[WHAT YOU SHOULD DO]: Find how many lines in the data below mention "like". Give the number only.

[DATA SUPPLIED]:
——

PR #6, opened 2017-12-22
Change pypi pkg name to 'gordon-dns'

matt0bi:

- Updates pypi package name to `gordon-dns` to avoid name conflict.

N/A

I looked at [namespace packages](https://packaging.python.org/guides/creating-and-discovering-plugins/), but it seemed like a fix for a problem we don't have yet, so I Kept It Simple. 

After this PR is reviewed and merged, I'll go ahead and register the name on pypi  and test-pypi via `python setup.py register`.

**Release note**:

```release-note
NONE
```

cc @spotify/alf 

Update: it looks like travis will always fail for this PR like it does for the `master` and `develop` branches.

### DIFF
--- a/setup.py
+++ b/setup.py
@@ -60,9 +60,10 @@ def install_requires():
 #####
 # Project-specific constants
 #####
-NAME = 'gordon'
+NAME = 'gordon-dns'
+PACKAGE_NAME = 'gordon'
 PACKAGES = find_packages(where='.')
-META_PATH = os.path.join(NAME, '__init__.py')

——

[EXERCISE OUTPUT]: 2